We could not detect accelerated plaque formation by doxorubicin and cisplatin in our PCL model under the conditions we studied. Mancuso et al. have reported that atherosclerotic lesion formation in irradiated athero-prone ApoE−/− mice was accelerated, especially in the d-flow area (33). Therefore, we applied 2 Gy of γ radiation and performed PCL surgery 1 week later. We harvested carotids 3 weeks after PCL (Figure 3A). As shown in Figure 3B, we found a significant decrease in body weight after IR compared to the non-IR group. We found no difference in d-flow-induced plaque formation between IR and control groups (Figure 3C,D). Another group of mice was allowed to regain body weight after IR, and PCL surgery was performed subsequently (Figure 4A). In this regimen, mice were fed a high fat diet for 9 days, received 2 Gy of IR, and fed a normal chow diet for 14 days during which the body weight of the irradiated mice recovered. The normal diet was given during the recovery period in order to avoid the extra plaque formation induced by high fat diet in both IR and non-IR mice. High fat diet feeding was resumed when the body weight returned to the level of the non-irradiated, age matched normal mice, and PCL surgery was performed 12 days later. Carotids were harvested 3 weeks afterwards for atherosclerotic plaque formation (Figure 4A,B). With this study design, we were able to detect IR-induced enhancement of plaque formation after PCL surgery at the gross anatomical level (Figure 4C,D). We found significant increase of LDL levels in both non-IR and IRgroups after HFD and surgery, but we did not observe any differences in HDL and LDL levels between IR and non-IR groups (Figure 4E,F). These lipid data after surgery (non-IR and IR groups) were obtained at the time of sacrifice. The relatively large variation of HDL levels in the non-IR group may be due to the combination of the surgery and normal chow diet feeding for two weeks. IR may decrease this procedure-related variation.

Figure 3

One week interval between IR treatment and PCL did not change the plaque size after PCL. All the animals did not show any clear health problem before each experiment. (A) The scheme of the study design of IR treatment and PCL. (B) Changes in the body weight after IR, or non-IR treated group and PCL surgery. (mean ± SEM) (C) Representative gross lesions from IR- or non-IR-treated groups after 3 weeks of PCL in Ldlr−/− mice. Scale bar, 0.5 cm. (D) Gross lesion size after 3 weeks of PCL surgery (% lesion area of total LCA area). 10 males in IR-treated group and 10 males on control non-IR group.

Figure 4

Interval of 26 days between IR treatment and PCL accelerates plaque development after PCL. All the animals did not show any clear health problem before each experiment. (A) The scheme of the study design of IR treatment and PCL. (B) Changes in body weight in the IR and non-IR treatment groups. (mean ± SEM) (C) Representative gross lesions from the IR and non-IR treatment groups 3 weeks after PCL in Ldlr−/− mice. Scale bar, 0.5 cm. (D) Gross lesion size after 3 weeks of PCL surgery (% lesion area of total LCA area). (E-F) HDL and LDL levels in IR and non-IR treatment groups. 8 males in IR-treated group and 7 males in control group.

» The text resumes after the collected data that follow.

Issue #4403, opened 2022-05-24
lighthorizon: Enable parallel creation of indices via map-reduce


Shaptic:
See parent issue for context: https://github.com/stellar/go/issues/4317

MapReduce (`/index/cmd/batch`): Indices are massive and take a long time to build, so we need a clean way to be able to build these using MapReduce, e.g. via AWS Batch jobs. The work has been started but has not been updated with the latest implementation from the single-process version. Ideally, these should use the same "core" code for index creation and just add abstractions for map/reduce parallelism vs. direct execution.

Shaptic:
Closed by #4423 and #4424 (with #4422 as a supporting PR).

PR #4410, opened 2022-05-25
exp/lighthorizon: Refactor single-process index builder.

Shaptic:
### What
This refactors the single-process index builder: (see 90d8ffa1c5512e467e5368acdf71485b878702c0):
 - allow worker count to be a command line parameter
 - split work by checkpoints rather than ledgers
 - move actual index insertion work to helpers
 - move progress bar into helpers
 - simplify participants code, payments vs. all
 - move index building into its own object (`IndexBuilder`)

This also chunks out work to the workers using ledger ranges that correspond to checkpoints.

### Why
Code cleanup and optimization: this minimizes flushes to the filesystem/network by isolating it to checkpoint ranges, which makes flushes more meaningful and is a better discretization.

The refactor into `IndexBuilder` is prep work for #4403, where an important part of that is using a unified codebase for both builders.

### Known limitations
tests are lacking but this is still in poc stages

### DIFF
--- a/exp/lighthorizon/index/builder.go
+++ b/exp/lighthorizon/index/builder.go
@@ -1,0 +1,294 @@
+package index
+
+import (
+	"context"
+	"fmt"
+	"io"
+
+	"github.com/stellar/go/historyarchive"
+	"github.com/stellar/go/ingest"
+	"github.com/stellar/go/ingest/ledgerbackend"
+	"github.com/stellar/go/support/log"
+	"github.com/stellar/go/toid"
+	"github.com/stellar/go/xdr"
+)
+
+// Module is a way to process data and store it into an index.
+type Module func(
+	idx Store,
+	ledger xdr.LedgerCloseMeta,
+	checkpoint uint32,
+	transaction ingest.LedgerTransaction,
+) error
+
+// IndexBuilder contains everything needed to build indices from ledger ranges.
+type IndexBuilder struct {
+	store             Store
+	history           ledgerbackend.HistoryArchiveBackend
+	networkPassphrase string
+
+	modules []Module
+}
+
+func NewIndexBuilder(
+	indexStore Store,
+	backend ledgerbackend.HistoryArchiveBackend,
+	networkPassphrase string,
+) *IndexBuilder {
+	return &IndexBuilder{
+		store:             indexStore,
+		history:           backend,
+		networkPassphrase: networkPassphrase,
+	}
+}
+
+// RegisterModule adds a module to process every given ledger. It is not
+// threadsafe and all calls should be made *before* any calls to `Build`.
+func (builder *IndexBuilder) RegisterModule(module Module) {
+	builder.modules = append(builder.modules, module)
+}
+
+// RunModules executes all of the registered modules on the given ledger.
+func (builder *IndexBuilder) RunModules(
+	ledger xdr.LedgerCloseMeta,
+	checkpoint uint32,
+	tx ingest.LedgerTransaction,
+) error {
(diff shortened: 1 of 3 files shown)


exp/lighthorizon/index/builder.go
```diff
@@ -0,0 +1,294 @@
...
+}
+
+// RegisterModule adds a module to process every given ledger. It is not
+// threadsafe and all calls should be made *before* any calls to `Build`.
+func (builder *IndexBuilder) RegisterModule(module Module) {
+	builder.modules = append(builder.modules, module)
+}
+
+// RunModules executes all of the registered modules on the given ledger.
+func (builder *IndexBuilder) RunModules(
```
paulbellamy, line 52: If this were `func (builder *IndexBuilder) RunModules(idx Store, ledger xdr.LedgerCloseMeta, checkpoint uint32, transaction ingest.LedgerTransaction) error`, it would itself be a module. 🤔 Not sure if that helps at all.

exp/lighthorizon/index/builder.go
```diff
@@ -0,0 +1,294 @@
...
+
+func (builder *IndexBuilder) Build(ctx context.Context, ledgerRange historyarchive.Range) error {
+	for ledgerSeq := ledgerRange.Low; ledgerSeq <= ledgerRange.High; ledgerSeq++ {
+		ledger, err := builder.history.GetLedger(ctx, ledgerSeq)
+		if err != nil {
+			log.WithField("error", err).Errorf("error getting ledger %d", ledgerSeq)
+			return err
+		}
+
+		checkpoint := ledgerSeq / 64
```
paulbellamy, line 74: do we need a +1 here? as ledger 2/64 would be checkpoint 0, no?

exp/lighthorizon/index/cmd/single/main.go
```diff
@@ -187,142 +142,62 @@ func main() {
...
+	log.Infof("Processed %d ledgers via %d workers", processed, parallel)
+	log.Infof("Uploading indices to %s", *targetUrl)
 	if err := indexStore.Flush(); err != nil {
 		panic(err)
 	}
 }
 
-func participantsForOperations(transaction ingest.LedgerTransaction, onlyPayments bool) ([]string, error) {
-	var participants []string
+func postProgress(prefix string, done, total uint64, startTime time.Time) {
```
paulbellamy, line 161:
```suggestion
func printProgress(prefix string, done, total uint64, startTime time.Time) {
```
`printProgress` maybe? `post` says, "http request" to me.

paulbellamy (approved):
A question, but lgtm.

exp/lighthorizon/index/builder.go
Shaptic: heh that's kinda cute, but should be easy to refactor if it becomes useful

exp/lighthorizon/index/builder.go
Shaptic: functionality-wise, I tried to change as little as possible, so this comes from the original code :thinking:

exp/lighthorizon/index/cmd/single/main.go
Shaptic: yeah, good call

exp/lighthorizon/index/builder.go
Shaptic: You're right though! Doing this means an account that's active in the first checkpoint is indistinguishable from an account that's not active at all.

Shaptic: Fixed in cde0ba1f.

PR #4411, opened 2022-05-25
horizon: Highlight that Ingestion Filtering is experimental

2opremio:


jacekn (approved):
Thank you for clarifying this!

Plaques formed under these conditions were characterized using routine histological methods. Robust plaques were seen in the irradiated and partially ligated carotid artery compared to the non-IR counterpart (Figure 5A,B). Interestingly, we found a clear necrotic core (non-cellular area) formation in the plaques of the IR-treated group, but less in the non-IR group (Figure 5C,D). In plaques of both groups, we detected a significant increase in macrophage infiltration into the plaque, which distinguishes these plaques from the restenotic lesions seen during vascular intimal formation after vascular injury (Figure 6). We did not observe a significant difference in the anti-α-SMA-positive cells in the intimal layer between control and IR groups (Figure 6). These data suggest that IR treatment induces not only larger plaques but also a more advanced unstable type of plaques characterized by the increased necrotic cores.

Figure 5

Interval of 26 days between IR treatment and PCL enhanced the plaque size and vulnerable plaque formation detected in cross-sections. All the animals did not show any clear health problem before each experiment. (A) Atherosclerotic lesions 3 weeks after PCL in the left carotids isolated from the IR and non-IR treatment groups are shown. The unligated right carotid artery (RCA) from the same mouse is used as control (shown in lower panels of IR and control). Representative images are shown after H&E (left) and Masson trichrome (right) staining. Scale bars, 200 µm. (B) The intimal lesion area and the media area were determined in cross-sections of both ligated LCAs and control RCAs, and the ratio of (LCA intima + media)/RCA media was calculated. Data represent mean ± SEM. *p < 0.05. (C) Representative images of the necrotic core from the IR and non-IR treatment groups are shown after H&E staining. # denotes necrotic core. (D) Necrotic core formation was quantified by a grading system as described in the methods. 8 males in IR-treated group and 7 males in control group.

Figure 6

Vascular smooth muscle cell and macrophage contents in lesions after partial carotid ligation. (A) LCA and RCA sections obtained from d-flow-induced atherosclerotic areas were immunostained with Mac3 (macrophages) or α-SMA (smooth muscle cells) antibodies. Representative immuno-histochemical images show macrophage infiltration into the intimal lesions in LCA but not in RCA. They also show that macrophage infiltration is accelerated in IR-treated mice. Scale bars, 200 µm. (B, C) The mean pixel intensities of α-SMA (B) and Mac3 (C) staining signals in the intima layer were measured as described in methods. Data represent mean ± SEM. 5 males in IR-treated group and 5 males in control group.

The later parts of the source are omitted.